PR #3790, opened 2015-04-07
(PUP-2455) Update service provider to use 'ctrun' on Solaris

geoffnichols:
Prior to this commit, non-SMF Puppet-managed services on Solaris
are not started in their own SMF contracts. If started
by Puppet running as a daemon, the services end up in Puppet's
SMF contract.

There are several negative implications from this scenario:

(1) If Puppet is stopped or restarted, the non-SMF Puppet-managed
services in Puppet's SMF contract are killed (by SMF).

(2) If Puppet-managed services are in Puppet's SMF contract, certain
events impacting any one of the managed services can lead to SMF killing
killing Puppet's contract, also killing all Puppet-managed services
that have ended up in Puppet's SMF contract.

In both scenarios, SMF also places Puppet in the SMF "maintenance"
state.

This commit updates the Puppet service provider to use the Solaris
'ctrun' facility to start Puppet-managed services in their own
SMF contracts.

We also add an acceptance test and update spec tests to accomodate
use of :osfamily in the texecute method override.

### DIFF
--- a/acceptance/tests/ticket_2455_on_solaris_init_provider_should_start_service_in_own_smf_contract.rb
+++ b/acceptance/tests/ticket_2455_on_solaris_init_provider_should_start_service_in_own_smf_contract.rb
@@ -1,0 +1,132 @@
+test_name "(PUP-2455) Service provider should start Solaris init service in its own SMF contract"
+
+sleepy_daemon_script = <<SCRIPT
+#!/usr/bin/env ruby
+while true
+  sleep (2)
+end
+SCRIPT
+
+sleepy_daemon_initscript = <<INITSCRIPT
+#!/bin/sh
+FIXTURESERVICE="/tmp/sleepy_daemon"
+start(){
+    $FIXTURESERVICE &
+}
+
+stop(){
+    FIXTUREPID=`ps -ef | grep "$FIXTURESERVICE" | grep -v grep | awk '{print $2}'`
+    kill -9 $FIXTUREPID
+}
+
+status(){
+    FIXTUREPID=`ps -ef | grep "$FIXTURESERVICE" | grep -v grep | awk '{print $2}'`
+    if [ "x$FIXTUREPID" = "x" ]; then
+      exit 1
+    else
+      exit 0
+    fi
+}
+case "$1" in
+    start)
+        start
+        ;;
+    stop)
+        stop
+        ;;
+    status)
+        status
+        ;;
+esac
+INITSCRIPT
+
+step "Setup fixture service manifest on master"
+
+  testdir = master.tmpdir('solaris_services_in_own_smf_contract')
+
+  test_manifest = <<MANIFEST
+File {
+  ensure => directory,
+  mode => "0750",
+  owner => #{master.puppet['user']},
+  group => #{master.puppet['group']},
+}
+file { '#{testdir}': }
+file { '#{testdir}/environments': }
+file { '#{testdir}/environments/production': }
+file { '#{testdir}/environments/production/manifests': }
+file { '#{testdir}/environments/production/manifests/site.pp':
+  ensure  => file,
+  content => '
+    node default {
+      service { "sleepy_daemon":
+      provider => "init",
+      enable   => "true",
+      ensure   => "running",
+      status   => "/etc/init.d/sleepy_daemon status",
+      }
+    }
+  ',
+}
+MANIFEST
+
+  apply_manifest_on master, test_manifest
+
+step "Start master"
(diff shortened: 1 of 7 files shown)


geoffnichols:
Replaces https://github.com/puppetlabs/puppet/pull/3660.

lib/puppet/provider/service/init.rb
```diff
@@ -152,6 +152,13 @@ def restartcmd
     (@resource[:hasrestart] == :true) && [initscript, :restart]
   end
 
+  def texecute(type, command, fof = true, squelch = false, combine = true)
+    if type =~ /^start/ && Facter.value(:osfamily) == "Solaris"
```
joshcooper: Ideally this logic would live in a Solaris specific provider that inherited from `init`. But it appears the `init` provider has lots of platform specific tweaks already so probably ok as is.

melissa:
:+1: @branan @kylog if you want to take a look at this, that would be awesome. I'd like to get it merged in sooner rather than later as it's a support escalation.

acceptance/tests/ticket_2455_on_solaris_init_provider_should_start_service_in_own_smf_contract.rb
```diff
@@ -0,0 +1,140 @@
...
+    }
+  ',
+}
+MANIFEST
+
+  apply_manifest_on master, test_manifest
+
+step "Start master"
+
+  if master.is_pe?
```
branan: You shouldn't have to set this stuff - it's part of beaker setup (typically)

geoffnichols: @branan Thanks, I updated to remove that.

haus:
Do we want new spec tests for this behavior in addition to the acceptance tests?

geoffnichols:
@haus Yes, thanks. 

 I'm struggling a bit with with the spec test.

I added this to ```spec/unit/provider/service/init_spec.rb```:

```
describe "when starting a service on Solaris" do
  it "should use ctrun" do
    Facter.stubs(:value).with(:osfamily).returns 'Solaris'
    provider.expects(:texecute).with(:start, ['/usr/bin/ctrun -l none', '/service/path/myservice', :start], true).returns("")
    provider.start
  end
end
```
When I execute, I'm seeing this error:

```
# be rspec spec/unit/provider/service/init_spec.rb
..................................F

Failures:

  1) Puppet::Type::Service::ProviderInit if the init script is present when starting a service on Solaris should use ctrun
     Failure/Error: provider.start
     Mocha::ExpectationError:
       unexpected invocation: Service[myservice](provider=init).texecute(:start, ['/service/path/myservice', :start], true)
       unsatisfied expectations:
       - expected exactly once, not yet invoked: Service[myservice](provider=init).texecute(:start, ['/usr/bin/ctrun -l none', '/service/path/myservice', :start], true)
       satisfied expectations:
       - allowed any number of times, invoked once: File.directory?('/alt/service/path')
       - allowed any number of times, invoked once: File.directory?('/service/path')
       - allowed any number of times, invoked once: Puppet::FileSystem.exist?('/service/path/myservice')
       - allowed any number of times, not yet invoked: Facter.value(:osfamily)
     # ./lib/puppet/provider/service/service.rb:39:in `ucommand'
     # ./lib/puppet/provider/service/base.rb:65:in `start'
     # ./spec/unit/provider/service/init_spec.rb:216:in `block (4 levels) in <top (required)>'

Finished in 0.1179 seconds
35 examples, 1 failure

```
Since we're overriding ```texecute``` based on the Facter returning "Solaris" for ```osfamily```,  it seems like ```allowed any number of times, not yet invoked: Facter.value(:osfamily)``` may be part of the issue.

geoffnichols:
@branan @melissa Any ideas regarding the spec test referenced in the previous comment?

geoffnichols:
Updated commit with a couple of simple spec tests.

geoffnichols:
Thanks @branan for your help with this! 

The just-added spec tests found a valid issue on Ruby 1.8.7, where we can't use regex match on a symbol. 

Updated the commit to change 
```
if type =~ /^start/ && Facter.value(:osfamily) == "Solaris"
```
to
```
 if type == :start && Facter.value(:osfamily) == "Solaris"
```

branan:
:+1: from me here

haus:
:+1:

melissa:
This requires a merge up into pe-puppet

* * * * * * *

_Action item_: Scan the lines above, and whenever one holds the string "starting", copy it.

_Result of this exercise_:
describe "when starting a service on Solaris" do
  1) Puppet::Type::Service::ProviderInit if the init script is present when starting a service on Solaris should use ctrun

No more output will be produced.